Paige and I have become really resourceful when it comes to making our meals. Since we are on a budget it is crucial for us to find whats in season and where the good quality shops are. We have been lucky to have found an awesome Butcher (Vermeys Quality Meats) that is about a 4 min walk from our apartment and have a few little boutique markets nearby. I am sure Paige has mentioned that there is a lack of good ethnic foods in Hobart especially Mexican food. It is virtually non-existent. So with our resourcefulness I have been piecing together ingredients so that I can replicate my mothers cooking and the mexican cuisine that both Paige and I long for every day.
I know that Paige has gotten tired of me selling my mexican cooking to all our friends every time food from home came up. So instead of just talking the talk I have been walking the walk. Before we left home I made sure I spent a day with my Mom learning the craft or her delicious salsas. Since we got here in Tassie I have been trying to find ingredients to make that mexican flavor, and I think I made my mom proud last night.

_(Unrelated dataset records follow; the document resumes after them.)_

Issue #280, opened 2021-02-27
Pydantic 1.8 breaks __hash__ functions


AntoineDao:
I noticed a bug on `honeycomb-simulations` whereby some class instances aren't hashing properly. It seems to be linked to the latest version of queenbee where pydantic was upgraded to 1.8. I noticed people reporting [similar bugs](https://github.com/samuelcolvin/pydantic/issues/2422) already.

I will fix honeycomb-simulations manually just now and open a PR to queenbee to revert back to pydantic==1.7.3.

PR #281, opened 2021-02-27
fix(deps): revert to pydantic 1.7.3

AntoineDao:
Pydantic 1.8 breaks the hashing functions somehow. I think we should move to 1.8 once they have
fixed that bug. I am also not sure how to go about testing this bug reliably to avoid future
dependencies update that cause a similar bug...

#280

### DIFF
--- a/requirements.txt
+++ b/requirements.txt
@@ -1,3 +1,3 @@
-pydantic==1.8
+pydantic==1.7.3
 PyYAML==5.4.1
 jsonschema==3.2.0
--- a/tests/base/hash_test.py
+++ b/tests/base/hash_test.py
@@ -1,0 +1,18 @@
+import pytest
+
+from ._base import BaseTestClass
+
+@pytest.mark.hash
+class BaseHashTest(BaseTestClass):
+
+    def pytest_generate_tests(self, metafunc):
+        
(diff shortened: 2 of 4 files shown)


mostaphaRoudsari:
Hi @AntoineDao, I think a first good step is to remove auto-merge for queenbee so we can do a double check before merging stuff in.

https://github.com/pollination/queenbee/blob/fa0d18a373c79658d66b818aa4c29b4b5055a656/.dependabot/config.yml#L6-L9

For this specific issue we can add a test to check the hash for a simple recipe which is not going to be updated - which I assume means will always have the same hash. I'm not sure how to add a normal single test to the fancy parametrized test that you have set up here otherwise I would tried to add one.

mostaphaRoudsari:
Also it looks like there will be a 1.8.1 release soon: https://github.com/samuelcolvin/pydantic/pull/2423#issuecomment-787092042

AntoineDao:
I am going to merge this in so I can fix the backend dependencies as needed. I have added basic tests to ensure that the __hash__ function does not return `None` as was the case for pydantic 1.8. I think this is better than changing the `automerge` on dependabot as if the tests fail dependabot will not merge 😀

PR #298, opened 2021-03-10
fix(status): enumerate job/run/step status strings

AntoineDao:
This makes it clearer what status strings to expect and helps generate more robust SDK clients.

### DIFF
--- a/queenbee/job/job.py
+++ b/queenbee/job/job.py
@@ -55,6 +55,8 @@ class JobStatusEnum(str, Enum):
     running = 'Running'
     # The job has failed to schedule runs
     failed = 'Failed'
+    # The job has been cancelled by a user
+    cancelled = 'Cancelled'
     # All runs have either succeeded or failed
     completed = 'Completed'
     # Could not determine the status of the job
--- a/queenbee/job/job.py
+++ b/queenbee/job/job.py
@@ -1,3 +1,4 @@
+from enum import Enum
 from typing import Dict, List, Generator
 from datetime import datetime
 
@@ -5,7 +6,6 @@ from pydantic import Field, constr
 
 from ..base.basemodel import BaseModel
 from ..io.inputs.job import JobArguments
-from .status import BaseStatus
 
 class Job(BaseModel):
     """Queenbee Job.
@@ -44,6 +44,23 @@ class Job(BaseModel):
     )
 
 
+class JobStatusEnum(str, Enum):
+    """Enumaration of allowable status strings"""
+
+    # The job has been created
+    created = 'Created'
+    # The job folder is being prepared for execution and runs are being scheduled
+    pre_processing = 'Pre-Processing'
+    # Runs have been scheduled
+    running = 'Running'
+    # The job has failed to schedule runs
+    failed = 'Failed'
+    # All runs have either succeeded or failed
+    completed = 'Completed'
+    # Could not determine the status of the job
+    unknown = 'Unknown'
+
+
 class JobStatus(BaseModel):
     """Parametric Job Status."""
 
@@ -56,20 +73,19 @@ class JobStatus(BaseModel):
         description='The ID of the individual job.'
     )
 
-    status: str = Field(
-        ...,
-        description='The status of this task. Can be "Running", "Succeeded", "Failed" '
-        'or "Error"'
+    status: JobStatusEnum = Field(
+        JobStatusEnum.unknown,
+        description='The status of this job.'
     )
 
     message: str = Field(
         None,
-        description='Any message produced by the task. Usually error/debugging hints.'
+        description='Any message produced by the job. Usually error/debugging hints.'
     )
 
     started_at: datetime = Field(
         ...,
-        description='The time at which the task was started'
+        description='The time at which the job was started'
     )
 
     finished_at: datetime = Field(
--- a/queenbee/job/run.py
+++ b/queenbee/job/run.py
@@ -14,6 +14,23 @@ from ..io.outputs.step import StepOutputs
 from .status import BaseStatus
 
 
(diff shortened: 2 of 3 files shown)


queenbee/job/job.py
```diff
@@ -44,6 +44,23 @@ class Job(BaseModel):
     )
 
 
+class JobStatusEnum(str, Enum):
+    """Enumaration of allowable status strings"""
+
+    # The job has been created
+    created = 'Created'
+    # The job folder is being prepared for execution and runs are being scheduled
+    pre_processing = 'Pre-Processing'
```
tymokvo, line 53: What do you think about keeping them all lowercase and punctuation free? It seems easy to forget what the convention is in the case of doing a direct string comparison. (E.g is it `preprocessing` or `Pre-Processing`?) But I can be convinced otherwise!

tymokvo (commented):
Overal this is looking good to me! I added one small comment enum value convention.

queenbee/job/job.py
AntoineDao: Am I right in thinking you perceive this as an issue for developers using the Python Queenbee library? 

My thinking is that once you start using `Enum` you should be using the Enum class for string comparison instead of direct string comparison. This means that the enum "raw" value is different from the "conceptual" value it represents in your code. This should in theory make things more robust.

```python
status_string = 'Pre-Processing'

# Brittle
# Direct string comparison
if status_string == 'Pre-Processing':
  do_stuff()

# More robust
# Enum value based comparison
if status_string == JobStatusEnum.pre_processing:
  do_stuff()
```

mostaphaRoudsari: I agree with the comparison but there is another reason that I think removing the `-` is a good idea. When enums are translated to C# through (Pydantic -> OpenAPI -> Code generator -> Queenbee .NET) it only takes the value - not the name during the translation. Foe the value to be value we should remove the `-` so either postprocessing or PostProcessing are good options. @MingboPeng, let me know if this has changed from the last time that we talked about.

Also what happened to `canceled` status?

tymokvo: Yep, I was thinking of the python library only. And I agree that one should be using the more robust enum value comparison. My point was that, in either case, I (a hypothetical consumer) need to remember what the convention is for the string literal that is put into `status_string`.

@mostaphaRoudsari brings up a good point about the code generation.

AntoineDao:
Urgh I forgot about the `Cancelled` status when deleting the `Paused` one 🙃 My bad @mostaphaRoudsari sorry.

queenbee/job/job.py
AntoineDao: I am going to wait for @MingboPeng to comment on this before merging but I just ran the OpenAPI generator for the Queenbee C# SDK repo and `Enums` clean up the string for the value name and render like this:

```c#
/* 
 * Queenbee Schema with Inheritance
 *
 * Documentation for Queenbee schema.
 *
 * Contact: info@ladybug.tools
 * Generated by: https://github.com/openapitools/openapi-generator.git
 */

using System;
using System.Linq;
using System.IO;
using System.Text;
using System.Text.RegularExpressions;
using System.Collections;
using System.Collections.Generic;
using System.Collections.ObjectModel;
using System.Runtime.Serialization;
using Newtonsoft.Json;
using Newtonsoft.Json.Converters;
using System.ComponentModel.DataAnnotations;


namespace QueenbeeSDK
{
    /// <summary>
    /// Enumaration of allowable status strings
    /// </summary>
    /// <value>Enumaration of allowable status strings</value>
    
    [JsonConverter(typeof(StringEnumConverter))]
    
    public enum RunStatusEnum
    {
        /// <summary>
        /// Enum Created for value: Created
        /// </summary>
        [EnumMember(Value = "Created")]
        Created = 1,

        /// <summary>
        /// Enum Scheduled for value: Scheduled
        /// </summary>
        [EnumMember(Value = "Scheduled")]
        Scheduled = 2,

        /// <summary>
        /// Enum Running for value: Running
        /// </summary>
        [EnumMember(Value = "Running")]
        Running = 3,

        /// <summary>
        /// Enum PostProcessing for value: Post-Processing
        /// </summary>
        [EnumMember(Value = "Post-Processing")]
        PostProcessing = 4,

        /// <summary>
        /// Enum Failed for value: Failed
        /// </summary>
        [EnumMember(Value = "Failed")]
        Failed = 5,

        /// <summary>
        /// Enum Succeeded for value: Succeeded
        /// </summary>
        [EnumMember(Value = "Succeeded")]
        Succeeded = 6,

        /// <summary>
        /// Enum Unknown for value: Unknown
        /// </summary>
        [EnumMember(Value = "Unknown")]
        Unknown = 7

    }

}
```

So it still seems ok for us to use `Post-Processing` as a value. It's worth noting I have an interest in keeping it that way for 2 reasons:
- An enum value is a value that shouldn't be concerned with how code handles it (ie: we should be allowed to have `illegal` string types in an enum)
- The database is currently filled with strings in the format above and I'd rather not run another migration 🙃

MingboPeng: Yes, OpenAPI generator will remove all special characters during the translation. But I would vote for the "PostProcessing" so that it keeps consistent across different languages.
CSharp:
```csharp
JobStatusEnum.PostProcessing 
```

Python:
```python
JobStatusEnum.PostProcessing 
```

MingboPeng (commented):
Thanks @AntoineDao, it looks good to me.

AntoineDao:
Thanks for the feedback folks. I am going to go ahead and keep it as "Post-Processing" instead of converting it to PascalCase because casing is language specific (ie: Python uses `snake_case`, C# uses `PascalCase` and Javascript uses `camelCase` so there will never be a "consistent" enum key name 😅).

PR #318, opened 2021-03-30
feat(packages): Use AnyUrl type

tymokvo:
I noticed while making search filters for packages that there are several fields that are described as URLs but don't use the `pydantic.AnyUrl` type. Though, maybe this was intentional.

### DIFF
--- a/queenbee/base/metadata.py
+++ b/queenbee/base/metadata.py
@@ -71,17 +71,17 @@ class MetaData(BaseModel):
         description='A list of maintainers for the package'
     )
 
-    home: str = Field(
+    home: AnyUrl = Field(
         None,
         description='The URL of this package\'s home page'
     )
 
-    sources: List[str] = Field(
+    sources: List[AnyUrl] = Field(
         None,
         description='A list of URLs to source code for this project'
     )
 
-    icon: str = Field(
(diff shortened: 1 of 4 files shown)


mostaphaRoudsari:
Hi @tymokvo, thank you for the PR. Good observation. 

For metadata I wanted to keep the fields flexible for users. We can change that if you think that's better.

For `recipes` and `dependencies` it was intentional. Unfortunately `AnyUrl` doesn't support a `uri` for local files. That means we couldn't use local registries with a filepath. Here is a simple example for you to test.

```python
class Package(BaseModel):
    source: AnyUrl

Package(source='file:///C:/Users/username/.queenbee')
```

```
pydantic.error_wrappers.ValidationError: 1 validation error for Package
source
  URL host invalid (type=value_error.url.host)
```

tymokvo:
Got it! That is a slightly tricky caveat. The `*nix` equivalent of your example does work:

```python
class A(BaseModel):
    u: AnyUrl

print(A(u='file://localhost/home/tyler/.bashrc'))

>>> A(u=AnyUrl('file://localhost/home/tyler/.bashrc', scheme='file', host='localhost', host_type='int_domain', path='/home/tyler/.bashrc'))
```

PR #343, opened 2021-05-26
feat(handler): add index field to support chained handlers

mostaphaRoudsari:
One of the creative usage of handlers that [came up](https://github.com/pollination/pollination-alias/blob/21a0db5569c739cfb4f0de6a1dc8b3f1721bfd4c/pollination/alias/outputs/daylight.py#L25-L38) during the development was to use handlers one after another. Luckily the current schema could support this case:

```python
    OutputAlias.linked(
        name='results',
        platform=['rhino'],
        handler=[
            # Preload results 
            IOAliasHandler(
                language='python',
                module='pollination_handlers.outputs.daylight',
                function='read_df_from_folder'
            ),
            # load preloaded outputs to Rhino with following method
            IOAliasHandler(
                language='csharp', module='Pollination.RhinoHandlers',
                function='LoadMeshBasedResultsToRhino'
            )
        ]
    )
```

The current implementation doesn't indicate which handler should be executed first. In this case since @MingboPeng was the developer of both the Rhino plugin and the Alias he knew how to get it to work but it wouldn't work otherwise.

This commit adds an optional index field to IOALiasHandler object to support supporting chained handlers. Default value will be set to 0. That means the code above will look like this:

```python

    OutputAlias.linked(
        name='results',
        platform=['rhino'],
        handler=[
            # Preload results 
            IOAliasHandler(
                language='python',
                module='pollination_handlers.outputs.daylight',
                function='read_df_from_folder', index=0
            ),
            # load preloaded outputs to Rhino with following method
            IOAliasHandler(
                language='csharp', module='Pollination.RhinoHandlers',
                function='LoadMeshBasedResultsToRhino', index=1
            )
        ]
    )
```

This change will make it explicit that the Rhino platform should use the first handler for reading the results and execute that in Python - then pass the results to the second handler and run that one in C# which is the intended behavior.

### DIFF
--- a/queenbee/io/common.py
+++ b/queenbee/io/common.py
@@ -410,3 +410,12 @@ class IOAliasHandler(BaseModel):
         description='Name of the function. The input value will be passed to this '
         'function as the first argument.'
     )
+
+    index: int = Field(
+        0,
+        description='An integer to set the index for the order of execution. This input '
+        'is only useful when there are more than one handler for the same platform and '
+        'the output of one handler should be passed to another handler. This is also '
+        'called chained handlers. By default all the handlers are indexed as 0 assuming '
+        'they are not chained.'
+    )


queenbee/io/common.py
```diff
@@ -410,3 +410,12 @@ class IOAliasHandler(BaseModel):
         description='Name of the function. The input value will be passed to this '
         'function as the first argument.'
     )
+
+    index: int = Field(
+        0,
```
AntoineDao, line 415: Any chance we can replace this a nullable field rather than a default one? This will make the recipe `digest` more reliable when comparing with digests already present on the database.

```python
index: Optional[int] = Field(None, description='An integer...'
```

AntoineDao (commented):
Hi @mostaphaRoudsari, can we slightly change this implementation to make it safer for the backend to integrate?

queenbee/io/common.py
mostaphaRoudsari: Hi @AntoineDao, Thanks for the note. I should have waited for your before merging this in. I remember we had issues with Optional when we used it in Honeybee Schema: https://github.com/ladybug-tools/honeybee-schema/issues/121#issuecomment-625302172 - optional doesn't really translate to OpenAPI and that can cause inconsistencies.

I know that this might generate a new hash for the current packages the first time but it will be fine after that.

AntoineDao: I think waiting would have been helpful here. I'm a bit nervous about what will happen when we merge this into pollination-server so I will push it now and we can keep an eye on it to see if it breaks anything

mostaphaRoudsari: Sounds good! Based on what we talked about before - adding new optional fields should be fine but you never know. 🤞

PR #366, opened 2021-09-15
fix(plugin): function cannot use . as input path 

AntoineDao:
This change is required in order for the changes implemented in pollination/queenbee-argo#135 to work. These changes were necessary to solve issues related to output artifacts being zipped, then unzipped before being pushed to an S3/GCS bucket.

I don't think we need to dive into the details of what, where and why here but essentially we can no longer set the input path of an artifact for a function to be the current working directory of the function (ie: `"path": "."` is not longer allowed for **function inputs**).

## Handling Backwards Incompatible Change
I wanted to make sure this change was palatable so I checked whether any plugins currently use this feature and only the `honeybee-radiance/split-grid-from-folder` function uses an input artifact which is saved to a path of `"."`. Furthermore, this function is not used in any of our existing recipes. 

If we merge this change as is and update the Pollination Server with it we will be introducing schema validation errors for the entire `honeybee-radiance` plugin despite the fact that only one function is incorrect. I propose that we simply delete this function from the existing plugins saved in the database and then merge this change in.

Let me know what you think!


queenbee/io/inputs/function.py
```diff
@@ -98,6 +98,12 @@ class FunctionFolderInput(DAGFolderInput):
         ' This path is relative to the working directory where the command is executed.'
     )
 
+    @validator('path')
+    def not_workspace_path(cls, v):
+        if v == '.':
+            raise ValueError('Input path for a function file cannot be "."')
```
mostaphaRoudsari, line 104:
```suggestion
            raise ValueError('Input path for a function file or folder cannot be "."')
```

tests/assets/functions/invalid/invalid_input_path.error
```diff
@@ -0,0 +1 @@
+Input path for a function file cannot be "."
```
mostaphaRoudsari, line 1:
```suggestion
Input path for a function file or folder cannot be "."
```

mostaphaRoudsari (approved):
The code looks good to me. I have a minor suggestion for the error message.

I'm fine with the suggestion to remove the function from the plugin - but we also have to remove it from the upcoming version and push it to Pollination before merging this PR.

chriswmackey (commented):
LGTM!

PR #380, opened 2022-01-06
fix(deps): bump pydantci to 1.9.0

mostaphaRoudsari:
LBT libraries are moved to 1.9.0 and without updating the dependency here we will have conflict issues for local runs.

### DIFF
--- a/requirements.txt
+++ b/requirements.txt
@@ -1,3 +1,3 @@
-pydantic==1.8.2
+pydantic==1.9.0
 PyYAML==5.4.1
 jsonschema==3.2.0
--- a/requirements.txt
+++ b/requirements.txt
@@ -1,3 +1,3 @@
-pydantic==1.9.0
+pydantic>=1.8.2
 PyYAML==5.4.1
 jsonschema==3.2.0


mostaphaRoudsari:
@AntoineDao, do you foresee any possible issues here? All the tests are passing.

mostaphaRoudsari:
cc: @chriswmackey, @MingboPeng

It is funny that when we have something so accessible you become compliant and lazy. I never spent so much time back home trying to make mexican food. I mean, I would make simple stuff like tortillas, pico de gallo, and carne asada. But, I would never dive deep into the world of toasted salsas with sesame seeds, guajillo and arbol peppers, and a sauted tomato let alone carnitas. In the last couple of weeks I have been practicing my skills with the tortillas, making corn (with store bought masa), flour, and a combo with wheat flour and corn. My salsas are becoming consistent batches of vinegar base arbol spicy salsa, sauteed guajillo and arbol peppers with steamed tomato salsa and the iconic pico de gallo. The beans are getting rich in texture and flavorful. The rice….well lets not go there yet, we have a few more months left here. With all my sides and toppings ready (besides the rice) I needed the main ingredient to any mexican course, the meat. Everybody back home knows that my choice when ordering a taco or a burrito is Carnitas. So the decision was easy that I would try my hand at that. But it was pretty daunting at first, I remember the huge copper pots my uncles would use to deep fry the pork. Not having a huge copper pot or the desire to use it made me search for other options. There were a few recipes out there but nothing seemed quite right. I decided to piece a few together and give it a go. I went to Vermeys and asked them for pork shoulder, No problem, I got some beautiful Bruny Island rolled pork shoulder that smelled so good you never would buy anything else. I cut it up in 3-4 inch chunks and salted it heavily. I put it in the fridge and let it sit for about 3 days. I then heated up the Le Creuset and browned the pork with a bit of butter. After it was properly browned I put a cup of water and scraped the bits on the bottom. Then a couple of bay leaves later, a bit of black pepper, and enough water to barely cover the pork I put it in the oven at about 400 degrees for a couple hours. Remember, this was a piecing of a lot of recipes and my goal of making the meat as simple as possible. Some recipes called for oranges, others coke, gross…not for me.
Well, anyway, IT WAS DELICIOUS!!! So good. I might have some now for breakfast.